Exercise:
Reproduce exactly, with no other output, every line of the data below from the line containing "XVNC port range increase + tips/tricks" to the end, inclusive.

Data provided:
------------------------------
PR #325, opened 2015-02-05
XVNC port range increase + tips/tricks

AshtonDavis:
The port range in this document is no longer correct - at present, Foreman will try to connect as high as 5999.  Console was failing all over the place in my environment until I made this change.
------------------------------
Response below:
XVNC port range increase + tips/tricks

AshtonDavis:
The port range in this document is no longer correct - at present, Foreman will try to connect as high as 5999.  Console was failing all over the place in my environment until I made this change.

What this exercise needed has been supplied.